Edyta Lewandowska była związana z Telewizją Polską przez 27 lat. W tym czasie pracowała m.in. w jej łódzkim oddziale czy prowadziła "Serwis Informacyjny" w TVP Info. W ostatnich latach kobieta kojarzona była przede wszystkim z głównym wydaniem "Wiadomości" w TVP1 czy programem publicystycznym "Gość Wiadomości".
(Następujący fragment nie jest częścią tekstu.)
PR #2638, opened 2022-12-03
Fix ARM ID case miss

### LINKED ISSUE #2501: Incorrectly named cross resource references
We've mistakenly missed a few properties which should have been marked as ARM ID references. We instead left them as strings. The fix for this is easy, but it would be breaking... We need to decide what we can do here to evolve in a positive direction, either by breaking prior to going GA or fixing this in a newer version of the service.

Can look through the repo for `TODO[breaking]` to find some examples of this.

matthchr:
This is nonbreaking and will put us in a good position going forward. I will deal with the transformations required as part of the new ManagedCluster version.

This fixes #2501


theunrepentantgeek:
After offline discussion, we concluded that we do want this - but not as a breaking change.

Scheduling for `beta.5` so that we can do the appropriate design to make it so.

PR #4941, opened 2025-09-16
Update our Azure rest api specs submodule

theunrepentantgeek:
## What this PR does

Updates our submodule at `v2/specs/azure-rest-api-specs` and our generated code.

### Breaking

Upstream work has resulted in some breaking changes that we'll need to call out in our next release.

#### CognitiveServices
* Upstream cardinality of Account.networkInjections changed (See [PR#36395](https://github.com/Azure/azure-rest-api-specs/pull/36395))

#### Compute
* Upstream definition PurchasePlan renamed to DiskPurchasePlan to avoid name collision (See [PR#32748](https://github.com/Azure/azure-rest-api-specs/pull/32748))
* Status property Snapshot.DiskState now correctly marked as readonly upstream, and removed from our Spec

In addition, there are many types that are no longer anonymous, but which have official names - our code generator defers to those names when present so some types have been renamed in our code. This will be transparent to CRD users, but anyone consuming our generated code directly may be impacted.

gif

## Checklist

- [x] this PR contains tests


v2/tools/generator/internal/config/configuration_group_shard_test.gox
```diff
@@ -0,0 +1,6 @@
+/*
+ * Copyright (c) Microsoft Corporation.
```
matthchr: What are these .gox files down here? Bunch are empty?

theunrepentantgeek: Debris from WIP; removed.

matthchr (approved):

PR #4966, opened 2025-10-02
Fix bug preventing resource reconciliation due to "Secret not cached"

### LINKED ISSUE #4926: Bug: Regression in v2.15.0: “/v1, Kind=Secret is not cached” during resource claim (fixed by downgrading to v2.14.0)
## Describe the bug

ASO version(s):

- Broken: v2.15.0
- Works: v2.14.0

**Kubernetes:** AKS (private), Kubernetes server v1.33.x
**Install method:** Helm (controller in azureserviceoperator-system)
**Controller SA:** azureserviceoperator-default
**Namespaces involved:** azureserviceoperator-system, tenant-blue

**What happened**

After upgrading to ASO v2.15.0, reconciles for ARM resources in tenant-blue fail early with:

`generic_reconciler.go:206] "Error claiming resource" err="/v1, Kind=Secret is not cached" logger="resources_resourcegroup" name="rg-tenant-blue" namespace="tenant-blue"
`
Downgrading back to v2.14.0 (same cluster and manifests) makes the error disappear and resources reconcile normally.

## Expected behavior

ASO should be able to claim/reconcile resources without failing on “Secret is not cached”. If Secrets are intentionally not cached, reads should use the uncached API reader, or the controller should register the Secrets informer for the watched namespaces.

## To Reproduce

Deploy ASO v2.15.0 in azureserviceoperator-system (SA azureserviceoperator-default).

Apply a simple ARM resource (e.g., resources.azure.com/v1api20200601, ResourceGroup) in namespace tenant-blue.

Observe controller logs:

`Error claiming resource ... err="/v1, Kind=Secret is not cached"
`

## Additional context

What I’ve already checked

### RBAC:

Granted get,list,watch (and also tried with create,update,patch) on core secrets to the controller SA in both namespaces:

- azureserviceoperator-system
- tenant-blue

**Verified with:**

```
kubectl auth can-i --as=system:serviceaccount:azureserviceoperator-system:azureserviceoperator-default \
  -n azureserviceoperator-system watch secrets   # yes
kubectl auth can-i --as=system:serviceaccount:azureserviceoperator-system:azureserviceoperator-default \
  -n tenant-blue watch secrets                   # yes
```

### Watch scope:

**Tried default (no scope var set) and also explicitly set:**

AZURE_TARGET_NAMESPACES=tenant-blue in aso-controller-settings Secret.

Rolled the deployment after each change.

### Controller restart:

`kubectl -n azureserviceoperator-system rollout restart deploy/azureserviceoperator-controller-manager
`
### ClusterRole test (to rule out namespace scoping issues):

Temporarily bound a ClusterRole with get,list,watch on Secrets across the cluster → still hit the same error on v2.15.0.

### AKS features/policies:

Azure Policy / Defender / Workload Identity do not affect list/watch on K8s Secrets; nothing else in AKS configuration changes the controller-runtime cache behavior.

All of the above did not resolve the issue on v2.15.0. Switching only the ASO version back to v2.14.0 resolved it immediately.

### Hypothesis

This looks like a behavior change in v2.15.0 where the controller now fails reads against types without a registered informer (e.g., stricter cache reader behavior such as ReaderFailOnMissingInformer). If any code path in the reconcile/claim phase reads a Secret via the cached client without registering a Secret informer (or without using the API reader), it will surface exactly as ErrResourceNotCached (“Kind=Secret is not cached”).

### Ask

- Is this a known regression/change in v2.15.0?
- Should ASO be registering an informer for corev1.Secret, or should the relevant read be using the API reader instead?
- Guidance/workaround for v2.15.0 users? (env flag/setting to restore previous behavior, or patch to register Secret informer)

Happy to provide more logs. Here’s the representative log line again:

`generic_reconciler.go:206] "Error claiming resource" err="/v1, Kind=Secret is not cached" logger="resources_resourcegroup" name="rg-tenant-blue" namespace="tenant-blue"
`

matthchr:
This was caused by PR #4857 setting ReaderFailOnMissingInformer. It happens only if the CRDs installed via crdPattern do not include a resource which requires a Secret informer.

This issue was missed in our testing because we generally run with a full (or close to full) set of CRDs installed, but the problem only appears with a minimal subset installed.

Fixes #4926.

## Checklist

- [ ] this PR contains tests

### DIFF
--- a/v2/cmd/controller/app/setup.go
+++ b/v2/cmd/controller/app/setup.go
@@ -416,7 +416,6 @@ func initializeClients(cfg config.Values, mgr ctrl.Manager) (*clients, error) {
 
 	armClientCache := armreconciler.NewARMClientCache(
 		credentialProvider,
-		kubeClient,
 		cfg.Cloud(),
 		nil,
 		armMetrics)
--- a/v2/internal/reconcilers/arm/arm_client_cache.go
+++ b/v2/internal/reconcilers/arm/arm_client_cache.go
@@ -15,7 +15,6 @@ import (
 	"github.com/Azure/azure-service-operator/v2/internal/genericarmclient"
 	"github.com/Azure/azure-service-operator/v2/internal/identity"
 	"github.com/Azure/azure-service-operator/v2/internal/metrics"
-	"github.com/Azure/azure-service-operator/v2/internal/util/kubeclient"
 	"github.com/Azure/azure-service-operator/v2/pkg/genruntime"
 )
 
@@ -26,14 +25,12 @@ type ARMClientCache struct {
 	clients            map[string]*armClient
 	cloudConfig        cloud.Configuration
 	credentialProvider identity.CredentialProvider
-	kubeClient         kubeclient.Client
 	httpClient         *http.Client
 	armMetrics         *metrics.ARMClientMetrics
 }
 
 func NewARMClientCache(
 	credentialProvider identity.CredentialProvider,
-	kubeClient kubeclient.Client,
 	configuration cloud.Configuration,
 	httpClient *http.Client,
 	armMetrics *metrics.ARMClientMetrics,
@@ -42,7 +39,6 @@ func NewARMClientCache(
 		lock:               sync.Mutex{},
 		clients:            make(map[string]*armClient),
 		cloudConfig:        configuration,
-		kubeClient:         kubeClient,
 		credentialProvider: credentialProvider,
 		httpClient:         httpClient,
 		armMetrics:         armMetrics,
--- a/v2/internal/reconcilers/arm/arm_client_cache_test.go
+++ b/v2/internal/reconcilers/arm/arm_client_cache_test.go
@@ -69,7 +69,7 @@ func NewTestARMClientCache(client kubeclient.Client) (*ARMClientCache, error) {
 		return nil, err
 	}
 
-	return NewARMClientCache(credentialProvider, client, cfg.Cloud(), nil, metrics.NewARMClientMetrics()), nil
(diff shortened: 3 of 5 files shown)


matthchr:
One open question here is if we think it's worth having a test that covers this case. Normally I would say we need to, but doing so would probably require us to run a separate `kind` environment that only installs a few CRDs. The question then becomes... which CRDs and what tests do we actually run there? I was able to reproduce this with just installing ResourceGroup, but other issues could at least theoretically show up with a different set of resources installed. We probably practically can't coven all combinations of resources... but it _does_ probably make sense to test a "complete" installation and a "minimal" installation?

Assuming there's agreement on that, I can file an item to myself to do this as a followup.

matthchr:
I also think we should consider picking this change to a v2.15.1 branch and releasing v2.15.1 with this fixed, even though v2.16 is coming soon, as it's a bad enough bug that it feels like it probably warrants that.

LMK what you think @theunrepentantgeek and @jakjang

jakjang:
> The question then becomes... which CRDs and what tests do we actually run there?

Maybe we can choose from some of the more popular CRDs/resources that are deployed w/ ASO; e.g. a subset of the top X number of them?

> Cherrypicking

I agree on the cherrypick; rereading #4926, it's an actively blocking issue right now. Argument can be made that since reverting version is a fix that should be the path until v2.16, but it'd stop v2.15.1 whenever `Error claiming resource` pops up.

jakjang (approved):

matthchr:
Conclusion is that I'll ship 2.15.1 once this merges (probably tomorrow).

Po zmianie władzy do przetasowań doszło i w telewizji publicznej. W grudniu 2023 roku Lewandowska została odsunięta od obowiązków, a w marcu 2024 oficjalnie rozwiązano z nią umowę. Kilka miesięcy później gwiazda znalazła zatrudnienie w stacji Tomasza Sakiewicza, w której również prowadzi pasmo informacyjne i rozmowy z gośćmi.
Zmiany kadrowe dotknęły również i jej partnera życiowego...
Lewandowska zawsze chroniła swoją prywatność. Robiła to na tyle skutecznie, że wielu nawet nie wiedziało, że jest związana z inną znaną twarzą TVP, Ziemowitem Pędziwiatrem. Można się tylko domyślać, że połączyła ich praca, choć tak naprawdę żadne z nich nigdy tego nie potwierdziło.
Dopiero gdy zrobiło się głośno o jego zwolnieniu z "Pytania na śniadanie", w którym od lat prezentował pogodę, temat znowu wrócił. Media rozpisywały się o nim jako o "mężu Edyty Lewandowskiej".
"W najbliższym czasie z programem pożegna się pogodynek Ziemowit Pędziwiatr. Jego żona, Edyta Lewandowska, prowadziła 'Wiadomości' na zmianę z Danutą Holecką i za bardzo kojarzy się z poprzednią władzą TVP" - informował wówczas informator Pudelka.
Mniej więcej w tym samym czasie główny bohater zamieszania pochwalił się w sieci zdjęciem z inną kobietą, specjalistką ds. digital marketingu i e-commerce'u. To właśnie wtedy gwiazdor o charakterystycznym imieniu i nazwisku zdecydował się zdementować plotki na temat jego relacji z Lewandowską.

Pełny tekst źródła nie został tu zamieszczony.